Dann habe ich die beiden Devices zum default Linux start erklärt:

rc-update add net.eth0 default

rc-update add net.ra0 default

Die Ausgabe für diese

```
 * Starting eth0

 *   Loading networking modules for eth0

 *     modules: apipa arping ccwgroup macchanger macnet rename wpa_supplicant essidnet iptunnel ifconfig system dhcpcd ip6to4

 *       wpa_supplicant provides wireless

 *       ifconfig provides interface

 *       dhcpcd provides dhcp

 *   Configuring eth0 for MAC address 00:0A:E4:CD:CF:11 ...                                                             [ ok ]

 *   wpa_supplicant_eth0 does not define a driver

 *   wpa_supplicant only works on wireless interfaces

 *   unless the -D wired option is specified

 *   Bringing up eth0

 *     192.168.178.50                                                                                                   [ ok ]

 *   Adding routes

 *     default via 192.168.178.1 ...                                                                                    [ ok ]

```

```
 * Starting ra0

 *   Loading networking modules for ra0

 *     modules: apipa arping ccwgroup macchanger macnet rename wpa_supplicant essidnet iptunnel ifconfig system dhcpcd ip6to4

 *       wpa_supplicant provides wireless

 *       ifconfig provides interface

 *       dhcpcd provides dhcp

 *   Configuring ra0 for MAC address 00:15:AF:BA:F7:DA ...                                                              [ ok ]

 *   Starting wpa_supplicant on ra0 ...

ioctl[SIOCSIWAUTH]: Operation not supported                                                                                    [ ok ]th param 4 value 0x0 - 

 *   Starting wpa_cli on ra0 ...                                                                                        [ ok ]

 *     Waiting for association                                                                                          [ ok ]

 *     Backgrounding ...

```

genau jetzt, wo beide geräte aktiv sind, funktioniert das WLAN nicht aber dafür das ethernet. deaktiviere ich das ethernet funktioniert WLAN  :Smile: 

Hat jemand eine Idee, woarn es liegen kann ?

mfg

----------

## celsion

In der /etc/conf.d/rc folgendes setzen:

RC_PLUG_SERVICES="!net.eth0"

Dann sollte eth0 beim Start nicht gestartet werden.

Falls du eth0 dann doch brauchen solltest kannst du es ja mit "/etc/init.d/net.eth0 start" wieder starten.

Und dann kannst du dir ja auch noch "ifplugd" ankucken und damit eth0 überwachen und automatisch starten lassen.

----------

## musv

Ich bekomme bei mir das Internet auch über das WLAN. Gleichzeitig ist zumindest bei mir auch das Ethernet installiert.  Dabei tritt auch folgendes auf: Wenn über WLAN aus irgendwelchen unerfindlichen Gründen mal keine IP bezogen werden kann, versucht das System über eth0 eine IP zu beziehen, obwohl ich diesem Device eine feste IP zugewiesen hab. 

Ideen zu Abhilfe: 

1. Überprüf mal, über welches Device das Netz geroutet werden soll.

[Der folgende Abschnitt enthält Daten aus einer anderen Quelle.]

PR #4270, opened 2019-06-01
skip bit-map inverted index generation for sorted column

jasperjiaguo:
It is redundant for a sorted column to have a bitmap index. Skipping this here won't have side effect for meta data generation.

### DIFF
--- a/pinot-core/src/main/java/org/apache/pinot/core/segment/creator/impl/SegmentColumnarIndexCreator.java
+++ b/pinot-core/src/main/java/org/apache/pinot/core/segment/creator/impl/SegmentColumnarIndexCreator.java
@@ -159,11 +159,8 @@ public class SegmentColumnarIndexCreator implements SegmentCreator {
 
         // Initialize inverted index creator
         // Do not created inverted index if sorted, clean up invertedIndexColumns
-        if (invertedIndexColumns.contains(columnName)) {
-          if (indexCreationInfo.isSorted()){
-            invertedIndexColumns.remove(columnName);
-            //config.getInvertedIndexCreationColumns().remove(columnName); Do we clean up config?
-          } else if (segmentCreationSpec.isOnHeap()) {
+        if (invertedIndexColumns.contains(columnName) && !indexCreationInfo.isSorted()) {
+          if (segmentCreationSpec.isOnHeap()) {
             _invertedIndexCreatorMap
                 .put(columnName, new OnHeapBitmapInvertedIndexCreator(_indexDir, columnName, cardinality));
           } else {
--- a/pinot-core/src/main/java/org/apache/pinot/core/segment/creator/impl/SegmentColumnarIndexCreator.java
+++ b/pinot-core/src/main/java/org/apache/pinot/core/segment/creator/impl/SegmentColumnarIndexCreator.java
@@ -158,8 +158,12 @@ public class SegmentColumnarIndexCreator implements SegmentCreator {
         }
 
         // Initialize inverted index creator
+        // Do not created inverted index if sorted, clean up invertedIndexColumns
         if (invertedIndexColumns.contains(columnName)) {
-          if (segmentCreationSpec.isOnHeap()) {
+          if (indexCreationInfo.isSorted()){
+            invertedIndexColumns.remove(columnName);
+            //config.getInvertedIndexCreationColumns().remove(columnName); Do we clean up config?
+          } else if (segmentCreationSpec.isOnHeap()) {
             _invertedIndexCreatorMap
                 .put(columnName, new OnHeapBitmapInvertedIndexCreator(_indexDir, columnName, cardinality));
           } else {
--- a/pinot-core/src/main/java/org/apache/pinot/core/segment/creator/impl/SegmentColumnarIndexCreator.java
+++ b/pinot-core/src/main/java/org/apache/pinot/core/segment/creator/impl/SegmentColumnarIndexCreator.java
@@ -158,7 +158,7 @@ public class SegmentColumnarIndexCreator implements SegmentCreator {
         }
 
         // Initialize inverted index creator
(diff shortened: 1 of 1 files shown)


sunithabeeram:
@jasperjiaguo can you please note a few more details in the description section. What is the motivation/observation that lead to this change? And what testing was done to ensure that things worked correctly?

pinot-core/src/main/java/org/apache/pinot/core/segment/creator/impl/SegmentColumnarIndexCreator.java
```diff
@@ -158,8 +158,12 @@ public void init(SegmentGeneratorConfig segmentCreationSpec, SegmentIndexCreatio
         }
 
         // Initialize inverted index creator
+        // Do not created inverted index if sorted, clean up invertedIndexColumns
         if (invertedIndexColumns.contains(columnName)) {
-          if (segmentCreationSpec.isOnHeap()) {
+          if (indexCreationInfo.isSorted()){
+            invertedIndexColumns.remove(columnName);
+            //config.getInvertedIndexCreationColumns().remove(columnName); Do we clean up config?
```
sunithabeeram: The way the execution code is currently structured, for us to use SortedInvertedIndexBasedFilterOperator, we still need the hint for inverted-index hint - so I don't think you can remove it from config. Please trace the code and ensure that that's not broken. Also make sure there are tests covering the execution for sorted columns.

BaseSingleValueQueriesTest.java is a comprehensive test suite that should cover this, but it looks like we are not covering the case there where a column is both sorted and has invertedIndex. You can extend that test to cover this case and ensure things are working as expected. You will most likely also need a test to assert that the bitmap based index isn't generated.

pinot-core/src/main/java/org/apache/pinot/core/segment/creator/impl/SegmentColumnarIndexCreator.java
```diff
@@ -158,8 +158,12 @@ public void init(SegmentGeneratorConfig segmentCreationSpec, SegmentIndexCreatio
         }
 
         // Initialize inverted index creator
+        // Do not created inverted index if sorted, clean up invertedIndexColumns
         if (invertedIndexColumns.contains(columnName)) {
```
Jackie-Jiang: Change this line to `if (invertedIndexColumns.contains(columnName) && !indexCreationInfo.isSorted())` should be good. We don't need to clean up the invertedIndexColumns (it won't be populated outside even if you changed it).

pinot-core/src/main/java/org/apache/pinot/core/segment/creator/impl/SegmentColumnarIndexCreator.java
Jackie-Jiang: BaseSingleValueQueriesTest is for query execution. If you want to test this, you can add a separate segment generation test.

pinot-core/src/main/java/org/apache/pinot/core/segment/creator/impl/SegmentColumnarIndexCreator.java
```diff
@@ -158,7 +158,8 @@ public void init(SegmentGeneratorConfig segmentCreationSpec, SegmentIndexCreatio
         }
 
         // Initialize inverted index creator
-        if (invertedIndexColumns.contains(columnName)) {
+        // Do not created inverted index if sorted, clean up invertedIndexColumns
```
Jackie-Jiang: Please update the comment accordingly

pinot-core/src/main/java/org/apache/pinot/core/segment/creator/impl/SegmentColumnarIndexCreator.java
```diff
@@ -158,7 +158,8 @@ public void init(SegmentGeneratorConfig segmentCreationSpec, SegmentIndexCreatio
         }
 
         // Initialize inverted index creator
-        if (invertedIndexColumns.contains(columnName)) {
+        // Skip creating inverted index if sorted; _invertedIndexCreatorMap is also correctly populated for metadata writing
```
Jackie-Jiang: I don't quite follow the second part of the comment. "Skip creating inverted index if sorted" is good enough IMO.

pinot-core/src/main/java/org/apache/pinot/core/segment/creator/impl/SegmentColumnarIndexCreator.java
sunithabeeram: @Jackie-Jiang, I was a requesting at test that covers the execution validation of sorted-column + inverted index as we don't seem to have any coverage for that currently.

pinot-core/src/main/java/org/apache/pinot/core/segment/creator/impl/SegmentColumnarIndexCreator.java
jasperjiaguo: Standalone test was performed with pinot-admin commands. No inverted index was generated for sorted columns when I asked the system to do so with generatorConfigFile option.

jasperjiaguo: Can you pls merge it? Thx.

pinot-core/src/main/java/org/apache/pinot/core/segment/creator/impl/SegmentColumnarIndexCreator.java
jasperjiaguo: I tested the sorted-column + inverted index case and it did skip the inverted index generation. The HAS_INVERTED_INDEX flag is also good.

sunithabeeram:
@jasperjiaguo thanks for testing this out. It will be great if you can add test coverage for sorted-inverted-index by updating BaseSingleValueQueriesTest (and related tests as needed).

Sieht bei mir so aus. 

```
routes_ath0="default via 192.168.100.1"
```

2. Weis dem Ethernet eine fixe IP zu. 

3. Überprüf, ob das WLAN-Device einen guten Empfang hat. (iwlist ra0 scan sollte mindestens 30 oder darüber haben.)

Die Devices können sogar im gleichen Subnetz sein, das funktioniert bei mir. 

Ach ja, jetzt wo ich Deine /etc/conf.d/net anguck, fällt mir auf, dass du da einige Denkfehler drin hast. In der einfachen Konfiguration kannst du den Netzzugang nur über ein Device beziehen. D.h. sowohl eth0 als auch ra0 zusammen geht nicht. Falls du das doch willst, solltest du Dich mal mit dem Thema Bonding beschäftigen. 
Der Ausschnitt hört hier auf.